Activity: Below are the records; print them all without any alteration.

Saved entries
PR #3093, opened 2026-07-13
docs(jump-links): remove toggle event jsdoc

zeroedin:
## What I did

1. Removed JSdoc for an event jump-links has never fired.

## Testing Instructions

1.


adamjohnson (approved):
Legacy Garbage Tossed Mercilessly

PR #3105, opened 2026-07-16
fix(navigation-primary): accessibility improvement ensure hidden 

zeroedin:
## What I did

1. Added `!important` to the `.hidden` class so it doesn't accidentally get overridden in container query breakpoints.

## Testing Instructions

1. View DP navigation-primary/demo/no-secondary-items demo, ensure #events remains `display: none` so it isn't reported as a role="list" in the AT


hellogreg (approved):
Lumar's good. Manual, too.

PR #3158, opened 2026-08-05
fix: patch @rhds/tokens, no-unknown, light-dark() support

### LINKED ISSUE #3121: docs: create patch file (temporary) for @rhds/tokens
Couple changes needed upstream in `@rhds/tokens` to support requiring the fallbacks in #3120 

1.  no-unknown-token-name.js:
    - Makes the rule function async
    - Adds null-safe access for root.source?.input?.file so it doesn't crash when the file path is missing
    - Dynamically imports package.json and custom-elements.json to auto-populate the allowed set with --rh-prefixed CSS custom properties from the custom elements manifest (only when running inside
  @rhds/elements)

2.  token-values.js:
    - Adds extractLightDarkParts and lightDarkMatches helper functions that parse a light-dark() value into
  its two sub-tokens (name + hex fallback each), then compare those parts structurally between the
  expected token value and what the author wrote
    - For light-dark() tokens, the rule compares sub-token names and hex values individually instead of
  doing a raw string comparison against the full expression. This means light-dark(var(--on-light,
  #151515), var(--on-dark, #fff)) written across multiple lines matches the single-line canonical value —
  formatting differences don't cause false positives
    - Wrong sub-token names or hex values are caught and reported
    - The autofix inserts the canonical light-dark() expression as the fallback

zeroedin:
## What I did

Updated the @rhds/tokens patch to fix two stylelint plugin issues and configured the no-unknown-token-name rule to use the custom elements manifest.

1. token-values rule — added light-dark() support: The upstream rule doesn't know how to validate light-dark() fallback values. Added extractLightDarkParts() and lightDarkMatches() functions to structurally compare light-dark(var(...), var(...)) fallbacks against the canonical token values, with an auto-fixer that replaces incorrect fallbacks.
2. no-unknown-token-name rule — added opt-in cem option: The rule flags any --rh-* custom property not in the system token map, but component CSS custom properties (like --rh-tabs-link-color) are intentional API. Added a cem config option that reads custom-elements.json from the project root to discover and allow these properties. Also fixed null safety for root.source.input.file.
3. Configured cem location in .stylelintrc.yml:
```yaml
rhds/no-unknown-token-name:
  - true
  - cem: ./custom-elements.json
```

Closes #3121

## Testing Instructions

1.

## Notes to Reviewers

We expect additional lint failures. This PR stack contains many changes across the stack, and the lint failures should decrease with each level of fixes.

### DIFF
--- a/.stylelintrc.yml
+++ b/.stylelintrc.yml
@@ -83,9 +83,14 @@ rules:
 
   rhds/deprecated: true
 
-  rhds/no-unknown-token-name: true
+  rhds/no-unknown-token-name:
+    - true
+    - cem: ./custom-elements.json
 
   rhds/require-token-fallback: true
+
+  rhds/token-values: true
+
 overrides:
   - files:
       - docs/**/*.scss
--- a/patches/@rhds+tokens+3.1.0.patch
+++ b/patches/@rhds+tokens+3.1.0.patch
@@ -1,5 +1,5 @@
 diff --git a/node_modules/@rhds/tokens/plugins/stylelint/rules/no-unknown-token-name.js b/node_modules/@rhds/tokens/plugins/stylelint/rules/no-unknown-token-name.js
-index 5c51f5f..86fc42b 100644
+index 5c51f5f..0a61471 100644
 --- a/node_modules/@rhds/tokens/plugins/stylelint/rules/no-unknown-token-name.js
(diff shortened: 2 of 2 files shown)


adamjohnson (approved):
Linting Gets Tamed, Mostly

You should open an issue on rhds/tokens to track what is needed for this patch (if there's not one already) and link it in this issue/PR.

Solved exercise:
PR #3093, opened 2026-07-13
docs(jump-links): remove toggle event jsdoc

zeroedin:
## What I did

1. Removed JSdoc for an event jump-links has never fired.

## Testing Instructions

1.


adamjohnson (approved):
Legacy Garbage Tossed Mercilessly

PR #3105, opened 2026-07-16
fix(navigation-primary): accessibility improvement ensure hidden 

zeroedin:
## What I did

1. Added `!important` to the `.hidden` class so it doesn't accidentally get overridden in container query breakpoints.

## Testing Instructions

1. View DP navigation-primary/demo/no-secondary-items demo, ensure #events remains `display: none` so it isn't reported as a role="list" in the AT


hellogreg (approved):
Lumar's good. Manual, too.

PR #3158, opened 2026-08-05
fix: patch @rhds/tokens, no-unknown, light-dark() support

### LINKED ISSUE #3121: docs: create patch file (temporary) for @rhds/tokens
Couple changes needed upstream in `@rhds/tokens` to support requiring the fallbacks in #3120 

1.  no-unknown-token-name.js:
    - Makes the rule function async
    - Adds null-safe access for root.source?.input?.file so it doesn't crash when the file path is missing
    - Dynamically imports package.json and custom-elements.json to auto-populate the allowed set with --rh-prefixed CSS custom properties from the custom elements manifest (only when running inside
  @rhds/elements)

2.  token-values.js:
    - Adds extractLightDarkParts and lightDarkMatches helper functions that parse a light-dark() value into
  its two sub-tokens (name + hex fallback each), then compare those parts structurally between the
  expected token value and what the author wrote
    - For light-dark() tokens, the rule compares sub-token names and hex values individually instead of
  doing a raw string comparison against the full expression. This means light-dark(var(--on-light,
  #151515), var(--on-dark, #fff)) written across multiple lines matches the single-line canonical value —
  formatting differences don't cause false positives
    - Wrong sub-token names or hex values are caught and reported
    - The autofix inserts the canonical light-dark() expression as the fallback

zeroedin:
## What I did

Updated the @rhds/tokens patch to fix two stylelint plugin issues and configured the no-unknown-token-name rule to use the custom elements manifest.

1. token-values rule — added light-dark() support: The upstream rule doesn't know how to validate light-dark() fallback values. Added extractLightDarkParts() and lightDarkMatches() functions to structurally compare light-dark(var(...), var(...)) fallbacks against the canonical token values, with an auto-fixer that replaces incorrect fallbacks.
2. no-unknown-token-name rule — added opt-in cem option: The rule flags any --rh-* custom property not in the system token map, but component CSS custom properties (like --rh-tabs-link-color) are intentional API. Added a cem config option that reads custom-elements.json from the project root to discover and allow these properties. Also fixed null safety for root.source.input.file.
3. Configured cem location in .stylelintrc.yml:
```yaml
rhds/no-unknown-token-name:
  - true
  - cem: ./custom-elements.json
```

Closes #3121

## Testing Instructions

1.

## Notes to Reviewers

We expect additional lint failures. This PR stack contains many changes across the stack, and the lint failures should decrease with each level of fixes.

### DIFF
--- a/.stylelintrc.yml
+++ b/.stylelintrc.yml
@@ -83,9 +83,14 @@ rules:
 
   rhds/deprecated: true
 
-  rhds/no-unknown-token-name: true
+  rhds/no-unknown-token-name:
+    - true
+    - cem: ./custom-elements.json
 
   rhds/require-token-fallback: true
+
+  rhds/token-values: true
+
 overrides:
   - files:
       - docs/**/*.scss
--- a/patches/@rhds+tokens+3.1.0.patch
+++ b/patches/@rhds+tokens+3.1.0.patch
@@ -1,5 +1,5 @@
 diff --git a/node_modules/@rhds/tokens/plugins/stylelint/rules/no-unknown-token-name.js b/node_modules/@rhds/tokens/plugins/stylelint/rules/no-unknown-token-name.js
-index 5c51f5f..86fc42b 100644
+index 5c51f5f..0a61471 100644
 --- a/node_modules/@rhds/tokens/plugins/stylelint/rules/no-unknown-token-name.js
(diff shortened: 2 of 2 files shown)


adamjohnson (approved):
Linting Gets Tamed, Mostly

You should open an issue on rhds/tokens to track what is needed for this patch (if there's not one already) and link it in this issue/PR.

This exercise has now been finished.